The fragility and porousness of borders (particularly racial borders) is an enduring theme in Morrison’s analysis. In Chapter 1, she quotes from The Romance of Race, demonstrating the ability of European immigrants to become white at the turn of the 20th century (16). She again notes this ability in Chapter 3 with the hypothetical Italian or Russian immigrant repudiating her ethnic heritage to become white and enjoy the privileges of whiteness (48-49). Although she notes that this process of becoming white is typically denied to Africans and their descendants (49), history shows that there have been light-skinned African Americans who have passed for white, sometimes being altogether absorbed into white society. As with European immigrants, that absorption involves repudiating any links or characteristics that might suggest difference. The fact that people can become white demonstrates that race is a fluid category and porous border.


Morrison elaborates on this point in Chapter 2 with her examination of the construct of “race.” Bruce Baum’s The Rise and Fall of the Caucasian Race points out the flux and usage of “Caucasian race” and the “Aryan race” myth to conclude that “[r]ace, in short, is an effect of power” (25). Noting the fragility of racial construction and the confused concepts of what it means to be a certain race, Morrison explains that she wrote Paradise with the intention to signal “how moveable and hopelessly meaningless the construct was” (66). She returns to the idea of the porousness of borders in Chapter 6 with her discussion of globalization and mass movement.
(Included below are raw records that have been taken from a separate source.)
PR #583, opened 2025-05-05
test: Adding tests for storages.

awais786:
This repository currently lacks some test cases for Django storages. I'm adding a few now to ensure better coverage, especially because an upcoming PR will remove some deprecated methods from Django storages. Adding these tests in advance will help us verify the behavior and impact of the removals.

Upcoming PR https://github.com/openedx/edx-val/pull/580


awais786:
Test is failing due to fork issue. As secret is missing for forks.

Issue #7, opened 2021-09-06
Improve PostgrestFilterBuilder Semantics for work in Swift


chFlorian:
# Feature request

Right now the PostgrestFilterBuilder mirrors the Javascript API design. This might work great there, but it's not the kind of descriptive semantics that Swift users are used to. 

```swift
phfts(column: column, query: query, config: config)
```

Without knowing any context it is impossible to understand (and even then hard to read) what this expression does.

## Describe the solution you'd like

More descriptive function names would be great.

```swift
phrasetoFullTextSearch(column: String, query: String, config: String? = nil)
```

PR #8, opened 2021-09-06
Add PostgrestFilterBuilderSemantics

chFlorian:
## Issue
[Issue Link](https://github.com/supabase/supabase-swift/issues/7)

This PR introduces semantics updates for PostgrestFilterBuilder

```swift
phfts(column: column, query: query, config: config)
```

## What is the new behavior?

```swift
phrasetoFullTextSearch(column: String, query: String, config: String? = nil)
```

## Additional context

The idea is to improve semantics by providing descriptive function names. These are implemented as an extension to PostgrestFilterBuilder, which allows to keep the existing function names (aka the mirrors of the JS library).

### DIFF
--- a/Sources/Supabase/PostgrestSemantics/PostgrestFilterBuilderSemantics.swift
+++ b/Sources/Supabase/PostgrestSemantics/PostgrestFilterBuilderSemantics.swift
@@ -1,0 +1,59 @@
+import PostgREST
+
+extension PostgrestFilterBuilder {
+    public func equals(column: String, value: String) -> PostgrestFilterBuilder {
+        eq(column: column, value: value)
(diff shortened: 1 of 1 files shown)


chFlorian:
@satishbabariya should this be moved to supabase/postgrest-swift?

grsouza:
Hey @chFlorian thanks for the contribution, and yeah I think this change fits more in the `supabase/postgrest-swift` repo.

Other question, by following the convention, the case wouldn't be `phraseToFullTextSearch` with upper `T` after the `phrase`?

chFlorian:
Alright, then I will move this PR over to the other repo and delete it here once done.

PR #11, opened 2021-09-17
README update & added "platforms" in Package.swift 

AngCosmin:
Hey 👋

I updated the README to match the current implementation and I added the `platforms` field in `Package.swift` because without it I couldn't import `Supabase` inside the iOS project.

Have a nice day ☀️,
Cosmin

### DIFF
--- a/Package.swift
+++ b/Package.swift
@@ -5,17 +5,17 @@ import PackageDescription
 
 let package = Package(
     name: "Supabase",
-    products: [
-        .library(
-            name: "Supabase",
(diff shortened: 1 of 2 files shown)


grsouza (commented):
Thanks @AngCosmin 

I didn't understand the changes on the example from README, you removed the do/catch block?

The other things are great.

AngCosmin:
Hey @grsouza 

I removed the do/catch blocks because they are not needed. No exception is thrown

image

Issue #52, opened 2023-01-02
Fails to build due to PostgREST master branch dependency


glowcap:
# Bug report

## Describe the bug

Build attempts fail due to changes in PostgREST master branch

- `FunctionsClient` init change
- `PostgrestClient` init change
- `FunctionsHTTPClient` removal
- `PostgrestHTTPClient` removal

## To Reproduce

1. Create new project (or have existing project)
2. Add supabase-swift SPM dependency as described in README
3. Attempt to build the project
4. See errors in `SupabaseClient.swift`

## Expected behavior

Should build without issue

## Screenshots

<img width="233" alt="Screenshot 2023-01-02 at 1 00 27 PM" src="https://user-images.githubusercontent.com/10408147/210270103-3692ea91-058c-4f5f-94a9-13b554c360c5.png">

## Additional context

Switching to the Release Candidate #45 most recent commit solves the issue (albeit not ideal)

`.package(name: "Supabase", url: "https://github.com/supabase/supabase-swift.git", branch: "release-candidate")`

It seems like shifting the master branch to tagged dependencies from here on would avoid issues like these popping up

glowcap:
Created [PR](https://github.com/supabase-community/supabase-swift/pull/53) to resolve the issue

grsouza:
PR merged and new release created with the following fix, https://github.com/supabase-community/supabase-swift/releases/tag/0.0.12

Thanks @glowcap .

---

Would be very nice if you used the release-candidate branch on your project, for helping catching any bugs on that.

PR #45, opened 2022-10-28
Release Candidate

grsouza:
Depends on:
- https://github.com/supabase-community/postgrest-swift/pull/34
- https://github.com/supabase-community/gotrue-swift/pull/37

PR #53, opened 2023-01-03
Fixed buid errors - #52

glowcap:

Fixes build errors mentioned in issue #52 by:

- Updating Package file
- Updating `SupabaseClient.swift`

Fails to build due to breaking changes in `postgrest-swift`

## What is the new behavior?

Now builds and runs as expected

## Additional context

Glad to help!

### DIFF
--- a/Package.swift
+++ b/Package.swift
@@ -1,4 +1,4 @@
-// swift-tools-version:5.5
+// swift-tools-version:5.7
 // The swift-tools-version declares the minimum version of Swift required to build this package.
 
 import PackageDescription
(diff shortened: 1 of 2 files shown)


grsouza:
Hy @glowcap thanks for this.

But the #45 will already solve this, I just need a bit more testing for merging the RC.

glowcap:
Hi @grsouza.  I understand, but your PR goes way beyond the scope of the fix and will probably take more time to review. In the meantime, people like myself can't reset package caches or run any SPM updates without running into this issue.

This simply let's people move forward with their work while you wrap up your RC branch and allow it to be properly reviewed and merged

grsouza (approved):

PR #61, opened 2023-02-18
Update ReadMe with Insert and Select Queries

maail:
Added in Insert and Select Queries for Supabase Swift

Added documentation for Insert and Select Queries

Current documentation does not show basic CRUD functionalities. It's only available as tests on Postgrest-Swift repo, which not everyone might find easily.

## What is the new behavior?

Added documentation for Insert and Select Queries

## Additional context

I'll add in Update and Delete functionality once I've used them.

### DIFF
--- a/README.md
+++ b/README.md
@@ -198,14 +198,12 @@ let query = client.database
             .insert(values: insertData,
                     returning: .representation) // you will need to add this to return the added data
             .select(columns: "id") // specifiy which column names to be returned. Leave it empty for all columns
+            .single() // specify you want to return a single value.
             
 Task {
     do {
-        if let response = try? await query.execute(),
-           let data = try? response.underlyingResponse.data  {
-           let returnArray = try JSONDecoder().decode([InsertModel].self, from:  data)
-            print("### Returned: \(returnArray.first)")
-        }
+        let response: InsertModel = try await query.execute().value
+        print("### Returned: \(response)")
     } catch {
         print("### Insert Error: \(error)")
     }
--- a/README.md
+++ b/README.md
@@ -219,15 +219,13 @@ let insertData = InsertModel(title: "Test", desc: "Test Desc")
 let query = client.database
             .from("{ Your Table Name }")
             .select() // keep it empty for all, else specify returned data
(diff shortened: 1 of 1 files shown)


README.md
```diff
@@ -173,6 +173,69 @@ Task {
...
+    do {
+        if let response = try? await query.execute(),
+           let data = try? response.underlyingResponse.data  {
+           let returnArray = try JSONDecoder().decode([InsertModel].self, from:  data)
+            print("### Returned: \(returnArray.first)")
+        }
+    } catch {
+        print("### Insert Error: \(error)")
+    }
+}
```
grsouza, line 212: You don't need to manually decode the response, every `Respnse` returned has ` value` property that returns the decoded model, you just need to help Swift figure it out the type.

Also when creating the query, you can specify that you want a `single` value to be returned.

```suggestion
let query = client.database
            .from("{ Your Table Name }")
            .insert(values: insertData,
                    returning: .representation) // you will need to add this to return the added data
            .select(columns: "id") // specifiy which column names to be returned. Leave it empty for all columns
            .single() // specify you want to return a single value.
            
Task {
    do {
        let response: InsertModel = try await query.execute().value
        print("### Returned: \(response)")
    } catch {
        print("### Insert Error: \(error)")
    }
}
```

README.md
```diff
@@ -173,6 +173,69 @@ Task {
...
+    do {
+        if let response = try? await query.execute(),
+           let data = try? response.underlyingResponse.data  {
+            let returnArray = try JSONDecoder().decode([InsertModel].self, from:  data)
+            print("### Returned: \(returnArray.first)")
+        }
+    } catch {
+        print("### Insert Error: \(error)")
+    }
+}
```
grsouza, line 236: Same thing as the insert example, you can define as `single` and use `value`'s response to fetch a decoded object.

grsouza (changes requested):

README.md
maail: Oh that's pretty cool.

README.md
maail: @grsouza Updated.

grsouza (approved):

PR #65, opened 2023-02-27
Fix small error in README Social Login

iamlouislab:

Docs update.

The current example provided in the README is incorrect. 

## What is the new behavior?

The change fixes the example provided

## Additional context

This is a similar change that was made in the last pull requests but it was not taken into consideration on the social login


maail:
@iamlouislab looks good. Thanks Louis!

PR #184, opened 2023-12-10
Add Basic Windows & Linux Support

brianmichel:

This adds the ability to use this SDK on Windows and Linux environments.

Currently, the SDK doesn't compile on Linux or Windows.

## What is the new behavior?

This PR adds support to compile, test, and run the SDK on Windows and Linux.

## Additional context

As with all things, Swift on non-Darwin platforms comes with some caveats:
- The keychain doesn't exist on non-Darwin platforms. I've made a stub to get the SDK working, and left comments on what will probably need to happen in a different PR (tl;dr it will probably be easier to add the Windows support here compared to Linux since there are stable APIs on Windows to use)
- All of the test files had to be broken out on different platforms for two reasons:
  1. Windows uses crlf line endings instead of Darwin and Linux which use lf line endings, this is quite annoying, but that's life
  2. Foundation on non-Darwin behaves differently and does some auto-canonicalization of http headers (i.e. `apikey` becomes `Apikey`), except anything starting with an `X-` which creates ordering issues when using the textual format.

I was unable to get the examples to run on my mac since it looks like they required a different team to get setup, so I'm hoping that running them on this repo's CI will work, but I'm seeing some success on my fork https://github.com/brianmichel/supabase-swift/actions/runs/7160617987/job/19495202392?pr=1

Looking forward to the discussion :D


Sources/GoTrue/Internal/PKCE.swift
```diff
@@ -1,19 +1,20 @@
-import CryptoKit
+import Crypto
```
brianmichel, line 1: It seemed more straightforward to have one dependency on Crypto which is open source and designed to be portable across operating systems.

Sources/_Helpers/URLSession+AsyncAwait.swift
```diff
@@ -0,0 +1,43 @@
+#if canImport(FoundationNetworking)
+import Foundation
+import FoundationNetworking
+
+public enum URLSessionPolyfillError: Error {
+  case noDataNoErrorReturned
+}
+
+extension URLSession {
```
brianmichel, line 9: Foundation on non-Darwin platforms doesn't have async/await support, so these are just shims for those APIs

Sources/_Helpers/URLSession+AsyncAwait.swift
```diff
@@ -0,0 +1,43 @@
...
+        if let error {
+          continuation.resume(throwing: error)
+        } else if let data, let response {
+          continuation.resume(returning: (data, response))
+        } else {
+          continuation.resume(throwing: URLSessionPolyfillError.noDataNoErrorReturned)
+        }
+      })
+
+      task.resume()
```
grdsdev, line 22: Please add support for canceling the data task, when the Task is canceled.

Sources/_Helpers/URLSession+AsyncAwait.swift
```diff
@@ -0,0 +1,43 @@
...
```
grdsdev, line 38: Please add support for canceling the upload task, when the Task is canceled.

Tests/GoTrueTests/GoTrueClientTests.swift
```diff
@@ -11,7 +11,15 @@ import ConcurrencyExtras
...
 
+#if canImport(FoundationNetworking)
+import FoundationNetworking
+#endif
+
 final class GoTrueClientTests: XCTestCase {
+  fileprivate var api: APIClient!
+
+  #if !os(Linux)
+  // `fullfillment` doesn't exist on Linux yet.
```
grdsdev, line 22: Please use [`wait(for:timeout:)`](https://developer.apple.com/documentation/xctest/xctestcase/2806856-wait) instead of fulfillment then.

Tests/GoTrueTests/RequestsTests.swift
```diff
@@ -160,10 +164,14 @@ final class RequestsTests: XCTestCase {
   }
 
   func testSessionFromURL() async throws {
+    // For some reason this crashes the testing bundle
+    // on Linux, macOS, and Windows, skipping it.
+    try XCTSkipIf(true)
```
grdsdev, line 169: Is there any log regarding the crash? At least on macOS, it should work.

Sources/GoTrue/GoTrueLocalStorage.swift
```diff
@@ -30,3 +32,37 @@ struct KeychainLocalStorage: GoTrueLocalStorage {
...
   }
 }
+#else
+// Secure storage in Linux seems to be quite different than say macOS and Windows
+// The keyctl API set exists, but it doesn't persist across reboots like the
+// keychain on macOS and the password vault (wincred.h) on Windows does. So this
+// provides a bit of a challenge of how to implement this on Linux.
+//
+// Realistically, you probably want to pull in gpg and build your own implementation.
+final class KeychainLocalStorage: GoTrueLocalStorage {
```
grdsdev, line 42: I'd prefer to force the developer to pass a `GoTrueLocalStorage` implementation on client initialization in case of a non-darwin platform instead of providing a default implementation.

Sources/GoTrue/Internal/PKCE.swift
grdsdev: LGTM, thank you.

Sources/GoTrue/Internal/FixedWidthInteger+Random.swift
```diff
@@ -0,0 +1,30 @@
+import Foundation
+
+// Borrowed from the Vapor project, https://github.com/vapor/vapor/blob/main/Sources/Vapor/Utilities/Array%2BRandom.swift#L14
+extension FixedWidthInteger {
```
grdsdev, line 4: Lets keep all this `internal`.

Sources/_Helpers/AssertSnapshot+Platform.swift
```diff
@@ -0,0 +1,50 @@
+import Foundation
+import SnapshotTesting
+import XCTest
+
+/// A platform aware version of the standard `assertSnapshot`
+/// This is used to point to different subdirectories of the `__Snapshots__`
+/// directory. On different platforms, the different textual representations
+/// are different for a number of reasons, so this gives us a way to differentiate
+/// where needed.
+public func platformSpecificAssertSnapshot<Value, Format>(
```
grdsdev, line 10: I understood the issue with the default implementation on the `assertSnapshot` method, but I'd prefer to open a discussion on the `swift-snapshot-testing` repository to check if there is any other solution to this.

grdsdev (changes requested):
Thank you for the hard work on PR this, it looks awesome.

I left a few comments for discussion.

Thanks again!

brianmichel:
Hey @grdsdev sorry for the delay, I'm going to pick this back up today and see if I can address some of the changes you've requested.

Tests/GoTrueTests/GoTrueClientTests.swift
brianmichel: Looking at the sources again, I can't see where Linux doesn't actually have this, let me try to re-run this test and see what happens...

brianmichel: So while I couldn't use `fulfillment` (doesn't exist on Linux), and couldn't use `wait` (since we're in an async context), I was able to use a simple semaphore to accomplish the same thing. Let's see how that does across platforms.

brianmichel: Looks like that works well!

brianmichel:
Hey @grdsdev I'm seeing errors regarding swift evolution support, which trace back to snapshot testing and I see an open issue on their repo https://github.com/pointfreeco/swift-snapshot-testing/issues/536 has this CI job worked before?

brianmichel:
Hey @grdsdev I'm pretty close to responding to all of your feedback, let me know what you think of the approach I've uploaded, looks like all of CI that was passing is passing again https://github.com/brianmichel/supabase-swift/actions/runs/7240544944/job/19723650563?pr=1. I'll open up convos with the Pointfree folks in a little bit. 

I might have to rebase this another day as I imagine it's going to be quite messy.

Sources/GoTrue/Storage/WinCredLocalStorage.swift
```diff
@@ -0,0 +1,82 @@
...
+
+    if !CredDeleteW(targetName, credentialType, 0) {
+      let lastError = GetLastError()
+      debugPrint("Unable to remove key from credential vault, got error code \(lastError)")
+
+      throw WinCredLocalStorageError.windows(lastError)
+    }
+  }
+}
+#endif
```
brianmichel, line 82: Forgot to add new line, will add.

Sources/GoTrue/Storage/LocalStorageEngines.swift
```diff
@@ -0,0 +1,15 @@
...
+    KeychainLocalStorage(service: "supabase.gotrue.swift", accessGroup: nil)
+  }()
+  #endif
+
+  #if os(Windows)
+  public static let wincred: some GoTrueLocalStorage = {
+    WinCredLocalStorage(service: "supabase.gotrue.swift")
+  }()
+  #endif
+}
```
brianmichel, line 15: Forgot to add new line, will add.

Sources/_Helpers/AssertSnapshot+Platform.swift
brianmichel: Issue re-opened on the snapshot testing repo https://github.com/pointfreeco/swift-snapshot-testing/issues/815

brianmichel: I ended up fixing this so it's no longer needed!

brianmichel:
Hey @grdsdev I believe I've fixed all of the issues and my latest CI run was all green https://github.com/brianmichel/supabase-swift/pull/1/commits/2d8c882e1f4193490c39a7c62bf988b10e9447b7 there are likely some lingering questions that should be addressed, but I'd say this is 100% ready for a re-review and potentially ready for merging.

Examples/Examples/ExamplesApp.swift
```diff
@@ -19,6 +19,6 @@ struct ExamplesApp: App {
 }
 
 let supabase = SupabaseClient(
-  supabaseURL: Secrets.supabaseURL,
+  supabaseURL: Secrets.supabaseURL.absoluteString,
```
brianmichel, line 22: With the new convenience methods we ended up with everything being a string in the interface, would you like to keep this as a URL? If so I can edit the tests (I think they are passing in strings)

Sources/Auth/AuthClient.swift
```diff
@@ -34,7 +34,7 @@ public actor AuthClient {
       url: URL,
       headers: [String: String] = [:],
       flowType: AuthFlowType = Configuration.defaultFlowType,
-      localStorage: AuthLocalStorage = Configuration.defaultLocalStorage,
+      localStorage: AuthLocalStorage,
```
brianmichel, line 37: We can no longer guarantee a default since there is no good way to provide a standard implementation in Linux (there is no similar Keychain/WinCred API)

Tests/AuthTests/GoTrueClientTests.swift
```diff
@@ -31,11 +39,11 @@ final class AuthClientTests: XCTestCase {
             $0.append(event)
           }
 
-          expectation.fulfill()
+          semaphore.signal()
```
brianmichel, line 42: Using a semaphore since it was the best cross-platform tool to wait for some async changes

Tests/AuthTests/RequestsTests.swift
```diff
@@ -395,7 +403,7 @@ final class RequestsTests: XCTestCase {
 
     let configuration = AuthClient.Configuration(
       url: clientURL,
-      headers: ["apikey": "dummy.api.key", "X-Client-Info": "gotrue-swift/x.y.z"],
+      headers: ["Apikey": "dummy.api.key", "X-Client-Info": "gotrue-swift/x.y.z"],
```
brianmichel, line 406: I ended up changing all of the references to `apikey` in the tests to `Apikey` since there is some annoying casing differences generated in the snapshots across platform. This felt acceptable as HTTP headers are specified to be case-insensitive and this was just a quirk of the tests.

Examples/Examples/ExamplesApp.swift
grdsdev: Let's keep as a URL

grdsdev (changes requested):

Sources/_Helpers/URLSession+AsyncAwait.swift
```diff
@@ -0,0 +1,116 @@
...
+          } else if let data, let response {
+            continuation.resume(returning: (data, response))
+          } else {
+            continuation.resume(throwing: URLSessionPolyfillError.noDataNoErrorReturned)
+          }
+        })
+
+        helper.register(task)
+
+        task.resume()
```
jamieQ, line 83: i _think_ this has no guaranteed ordering relative to the effective `helper` calls. i.e. the task will start running ~here even if the on-actor `actuallyCancel`/`actuallyRegister` calls haven't yet executed. does that matter?

Examples/Examples/ExamplesApp.swift
brianmichel: I ended up removing the convenience initializers since their signatures conflicted with the default initializer, but also I feel like it's better to force people to specify this auth option on all platforms since we can't guess what people are building exactly. 

It's entirely possible to be writing code on macOS for a codebase that's going to be used on Linux. This would cause confusion for consumers of this package making the assumption that since they didn't make a specific choice about the secure storage engine. 

I realize this is quite opinionated, and I can probably provide some static functions or something like that to configure 'default' clients, but it felt worth checking this assumption since it can easily create confusion in a cross platform codebase.

Sources/_Helpers/URLSession+AsyncAwait.swift
```diff
@@ -0,0 +1,116 @@
...
+      await actuallyCancel()
+    }
+  }
+
+  private func actuallyRegister(_ task: URLSessionTask) {
+    switch state {
+    case .registered:
+      preconditionFailure("Attempting to register another task while the current helper already has a registered task!")
+    case .cancelled:
+      preconditionFailure("Attempting to register a task while the current handler is in the cancelled state!")
```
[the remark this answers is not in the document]
brianmichel: Ah yeah you're right this was an oversight by me!

Sources/_Helpers/URLSession+AsyncAwait.swift
```diff
@@ -0,0 +1,116 @@
...
+    case .initialized:
+      state = .registered(task)
+
+    }
+  }
+
+  private func actuallyCancel() {
```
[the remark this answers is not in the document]
brianmichel: Yeah, you're right this should set itself to cancelled since that could absolutely be called first and any subsequent registrations should be avoided and the passed in task should be cancelled since we're already in the cancelled state.

Sources/_Helpers/URLSession+AsyncAwait.swift
brianmichel: Yeah I had this same question when looking at the reference code. I'm not sure if it's totally avoidable, and we might end up with whatever quirks the reference has as well. 

One complication is that the `onCancel` closure is required to be synchronous so I'm not sure how to improve upon what the async http client folks have already cooked up. Any ideas?

Sources/_Helpers/URLSession+AsyncAwait.swift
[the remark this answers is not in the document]
brianmichel: Fixed

Sources/_Helpers/URLSession+AsyncAwait.swift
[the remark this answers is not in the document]
brianmichel: Fixed

Sources/_Helpers/URLSession+AsyncAwait.swift
```diff
@@ -0,0 +1,121 @@
...
+    state = .cancelled
+
+    switch state {
```
jamieQ, line 59: note: this will now always hit the `.cancelled` case due to the location of the assignment above. the state change should probably occur after reading the existing state.

brianmichel: ah yeah, my bad, fixed

Sources/_Helpers/URLSession+AsyncAwait.swift
jamieQ: i think one possibility would be to merge resumption of the task into the `register` invocation (`registerAndResume(...)`?). i'm not sure there would be any issues in practice with the code as-is (cancellation now seems like it will eventually be propagated), but since swift concurrency gives no assurances about the ordering of submitted tasks, or how long it might take before they're run, it seems like there's a theoretical opening for weird behavior where the data task runs for a non-trivial amount of time before the cancel/register calls are made (or could it even run to completion before registering/canceling in some edge case?). the main benefit of moving resumption into the registration logic might be to just eliminate having to think through this sort of scenario.

again, i don't think a change is necessarily needed here... mostly this is just a question out of curiosity.

grdsdev (approved):
Awesome work, I'll have it merged soon, thank you!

Borders signify “porous places, the vulnerable points where the concept of home is seen as being menaced by foreigners” (94), suggesting that anxieties around belonging are rooted in the subconscious knowledge that social constructs, and therefore the distribution of power, are alterable.


However, while the porousness of boundaries may seem (and in some sense be) threatening to those in power, Morrison implies that it is also what makes meaningful human connection possible. It is only when we abandon attempts to deny our own Other-ness (and thus to separate ourselves from other people) that true belonging is possible. This is especially clear in Morrison’s discussion of The Radiance of the King: “When he finally sees the king, who is a mere boy laden with gold, the ‘terrifying void that is within [him],’ the void that he has been protecting from disclosure, opens to receive the royal gaze” (110).